Review Machinefabriek – With Drums

Review Machinefabriek – With Drums

BANDCAMP.

I can only assume With Drums was an absolute delight to work on. For sure it’s a thrill to listen to. From an artist whose records often suggest a steady-handed sculptural process comes this: a rough bundle of clatter and whim, doubtless assembled with the same care as everything else bearing the Machinefabriek moniker, yet radiating the flustered joy of someone who ran to catch their bus and just about made it. Adopting a mega-collaborative sprawl also used in the likes of Stay Tuned, over 40 drummers contributed short fills and phrases, with Zuydervelt noting that the quality of the recording was unimportant (“a hand-held recorder or even a phone will do just fine”). These recordings were then used as the basis of 24 pieces, with only a couple stretching over the two-minute mark. Each track features three drummers thrust into collaboration with one another via the geo-chrono-warp of post-prod, producing splices of energies, cymbals, tempos and recording spaces, with the resultant amalgam adorned with bells, marimbas, synthesiser pulses and other fragmented miscellanea that thread themselves through the beats like a tangle of Christmas lights.
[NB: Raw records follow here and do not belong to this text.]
PR #91645, opened 2020-06-01
Promote new Event API to v1

chelseychen:
**What type of PR is this?**

/kind api-change

**What this PR does / why we need it**:

Migrate new Event API to GA.

**Which issue(s) this PR fixes**:

Fixes #

**Special notes for your reviewer**:

**Does this PR introduce a user-facing change?**:

```release-note
NONE
```

**Additional documentation e.g., KEPs (Kubernetes Enhancement Proposals), usage docs, etc.**:

```docs
- [KEP]: <https://github.com/kubernetes/enhancements/tree/master/keps/sig-instrumentation/383-new-event-api-ga-graduation>
```

PR #93663, opened 2020-08-03
Set DeprecatedLastTimestamp and DeprecatedFirstTimestamp so LastTimestamp and FirstTimestamp are still set

### LINKED ISSUE #89689: kubectl get events LAST SEEN is <unknown>
**What happened**:

When use `kubectl get events` show events, some events `LAST SEEN` is `<unknown>`,  i use `kubectl get events -o json` found these events `firstTimestamp` is null. I want to know why?

I compared to v1.11.6, events have no this problem.

I want to know why some events firstTimestamp is null.

1. create a pod.

**Environment**:

`v1.17.2`

- Kernel (e.g. `uname -a`):
- Install tools:
- Others:

ingvagabund:
**What type of PR is this?**
/kind bug

Set `DeprecatedLastTimestamp` and `DeprecatedFirstTimestamp` so `LastTimestamp` and `FirstTimestamp` are still set when listing events with Last Seen column, resp. describing events when running `kubectl describe pod ...`

Also, when "oc get events --sort-by='.lastTimestamp'" it's essential to have all lastTimestamp fields
set. Otherwise, the following error message is produced:

```
F0715 09:18:21.343259   22629 sorter.go:354] Field {.lastTimestamp} in [][][]reflect.Value is an unsortable type: interface, err: unsortable interface: interface
```

The current output (LAST SEEN column is shown as `<unknown> ` when `LastTimestamp` is not set.
```
$ oc get events
LAST SEEN   TYPE      REASON                                OBJECT                                             MESSAGE
<unknown>   Normal    Scheduled                             pod/test                                           Successfully assigned default/test to ip-10-0-181-188.us-west-2.compute.internal
<unknown>   Normal    Scheduled                             pod/test                                           Successfully assigned default/test to ip-10-0-181-188.us-west-2.compute.internal
<unknown>   Normal    Scheduled                             pod/test                                           Successfully assigned default/test to ip-10-0-181-188.us-west-2.compute.internal

```

When neither of `LastTimestamp` nor `FirstTimestamp` are set:
```
Name:         annotation-second-scheduler
Namespace:    default
Events:
  Type    Reason          Age        From                                                 Message
  ----    ------          ----       ----                                                 -------
  Normal  Scheduled       <unknown>                                                       Successfully assigned default/annotation-second-scheduler to ip-xxx

```

Info: it's still valid to set lastTimestamp field when converting v1betav1/v1 event type to the core one before 1.19 (where the validation forbids the field to be set: https://github.com/kubernetes/kubernetes/pull/91645)

Fixes #89689

```release-note
NONE
```

```docs

```

### DIFF
--- a/staging/src/k8s.io/client-go/tools/events/event_broadcaster.go
+++ b/staging/src/k8s.io/client-go/tools/events/event_broadcaster.go
@@ -113,6 +113,7 @@ func (e *eventBroadcasterImpl) refreshExistingEventSeries() {
 	defer e.mu.Unlock()
 	for isomorphicKey, event := range e.eventCache {
 		if event.Series != nil {
+			event.DeprecatedLastTimestamp = metav1.Time{Time: event.Series.LastObservedTime.Time}
 			if recordedEvent, retry := recordEvent(e.sink, event); !retry {
 				if recordedEvent != nil {
 					e.eventCache[isomorphicKey] = recordedEvent
@@ -175,6 +176,9 @@ func (e *eventBroadcasterImpl) recordToSink(event *v1beta1.Event, clock clock.Cl
 			return eventCopy
 		}()
 		if evToRecord != nil {
+			if evToRecord.Series != nil {
+				evToRecord.DeprecatedLastTimestamp = metav1.Time{Time: evToRecord.Series.LastObservedTime.Time}
+			}
 			recordedEvent := e.attemptRecording(evToRecord)
 			if recordedEvent != nil {
 				recordedEventKey := getKey(recordedEvent)
@@ -251,6 +255,7 @@ func recordEvent(sink EventSink, event *v1beta1.Event) (*v1beta1.Event, bool) {
 func createPatchBytesForSeries(event *v1beta1.Event) ([]byte, error) {
 	oldEvent := event.DeepCopy()
 	oldEvent.Series = nil
+	oldEvent.DeprecatedLastTimestamp = metav1.Time{}
 	oldData, err := json.Marshal(oldEvent)
 	if err != nil {
 		return nil, err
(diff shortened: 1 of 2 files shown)


yastij:
queueing this

/assign @yastij @wojtek-t

staging/src/k8s.io/client-go/tools/events/event_broadcaster.go
```diff
@@ -113,6 +113,7 @@ func (e *eventBroadcasterImpl) refreshExistingEventSeries() {
 	defer e.mu.Unlock()
 	for isomorphicKey, event := range e.eventCache {
 		if event.Series != nil {
+			event.DeprecatedLastTimestamp = metav1.Time{Time: event.Series.LastObservedTime.Time}
```
wojtek-t, line 116: Hmm - those are supposed to be handled here:
https://github.com/kubernetes/kubernetes/blob/master/pkg/printers/internalversion/printers.go#L1719

I think we should rather fix the printer itself to fix this issue if that logic isn't correct.

ingvagabund: `event.Series` is nil the first time the event is created. After that it takes minutes (given by `refreshTime`, resp. `finishTime`) before the event is updated (with `event.Series` getting set). Until that, `event.Series` is still nil and there's no way to deduce `LastTimestamp`.

wojtek-t: I don't understand. Series field will be updated on each subsequent update of the event.

wojtek-t: One of the important decision behind the API was exactly to not send every single event. So yes, the LastUpdate often will not be accurate to the time when it really happened in practice, but those events won't be send to apiserver thus there is no way to detect this time.

yastij:
closing per https://github.com/kubernetes/kubernetes/issues/94019#issuecomment-677658234

/close

PR #93672, opened 2020-08-04
add unit test for helper.go

nayihz:
**What type of PR is this?**

> /kind cleanup

add unit test for helper.go

add unit test

### DIFF
--- a/test/images/agnhost/netexec/netexec.go
+++ b/test/images/agnhost/netexec/netexec.go
@@ -491,9 +491,9 @@ func hostNameHandler(w http.ResponseWriter, r *http.Request) {
 // udp server supports the hostName, echo and clientIP commands.
 func startUDPServer(udpPort int) {
 	serverAddress, err := net.ResolveUDPAddr("udp", fmt.Sprintf(":%d", udpPort))
-	assertNoError(err)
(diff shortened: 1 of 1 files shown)


latteczy:
hi @smarterclayton @caesarxuchao @yujuhong , can anybody add ok-to-test label for this pr? Thanks.

pkg/apis/core/v1/helper/helpers_test.go
```diff
@@ -1509,3 +1509,93 @@ func TestHugePageUnitSizeFromByteSize(t *testing.T) {
 		}
 	}
 }
+
+func TestLoadBalancerStatusEqual(t *testing.T) {
+
+	testCases := []struct {
```
oomichi, line 1515: It is better to put `name` for each test pattern and output the name at line 1597 when the pattern is failed.

oomichi (commented):
LoadBalancerStatusEqual() is not covered on unit tests yet, thanks for doing this.
Just one comment about error message.

/cc @oomichi

pkg/apis/core/v1/helper/helpers_test.go
latteczy: https://github.com/kubernetes/kubernetes/pull/96353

Pieces veer toward overblown drum n bass (João Lobo, Mauricio Takara, Vasco Trilla); others are roughly looped into lopsided grooves (René Aquarius, Steven Hess, Julian Sartorius) or have ribbons of metallic rattle draped from beautiful melodic motifs (Alexandra Bellon, Tim Barnes, Yuko Oshima). All pass in a dizzy flash, and in culmination they celebrate drums and drummers in all their expressive potential: the infinite flavours of snare ring, the alternation between slackened and stiffened limbs, the multitude of ways to attack a cymbal. Absolutely glorious front to back.